What the task requires
Please give the count of lines in the listing underneath that hold "picked", leaving out everything else.

Records to process
PR #5254, opened 2022-11-23
FEAT-#5253: Upgrade pandas to 1.5.2

### LINKED ISSUE #5253: Upgrade pandas to 1.5.2

YarShev:

## What do these changes do?

- [x] Resolves #5253  
- [x] tests passing

### DIFF
--- a/environment-dev.yml
+++ b/environment-dev.yml
@@ -2,7 +2,7 @@ name: modin
 channels:
   - conda-forge
 dependencies:
-  - pandas==1.5.1
+  - pandas==1.5.2
   - numpy>=1.18.5
   - pyarrow>=4.0.1
   - dask>=2.22.0
--- a/.github/workflows/ci-notebooks.yml
+++ b/.github/workflows/ci-notebooks.yml
@@ -44,7 +44,9 @@ jobs:
           environment-file: requirements/env_hdk.yml
           python-version: 3.8
           channel-priority: strict
-          use-only-tar-bz2: true # IMPORTANT: This needs to be set for caching to work properly!
+          # we set use-only-tar-bz2 to false in order for conda to properly find new packages to be installed
+          # for more info see https://github.com/conda-incubator/setup-miniconda/issues/264
+          use-only-tar-bz2: false
         if: matrix.execution == 'hdk_on_native'
       - name: Cache datasets
         uses: actions/cache@v2
--- a/.github/workflows/ci.yml
+++ b/.github/workflows/ci.yml
@@ -192,7 +192,9 @@ jobs:
           environment-file: environment-dev.yml
           python-version: 3.8
           channel-priority: strict
-          use-only-tar-bz2: true # IMPORTANT: This needs to be set for caching to work properly!
+          # we set use-only-tar-bz2 to false in order for conda to properly find new packages to be installed
+          # for more info see https://github.com/conda-incubator/setup-miniconda/issues/264
+          use-only-tar-bz2: false
       - name: Conda environment
         run: |
           conda info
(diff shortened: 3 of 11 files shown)


environment-dev.yml
```diff
@@ -2,7 +2,7 @@ name: modin
 channels:
   - conda-forge
 dependencies:
-  - pandas==1.5.1
+  # - pandas==1.5.2
```
YarShev, line 5: conda hasn't picked up yet the release.

mvashishtha: Can we merge the PR like this, or should we wait until conda has picked it up?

Finished task
2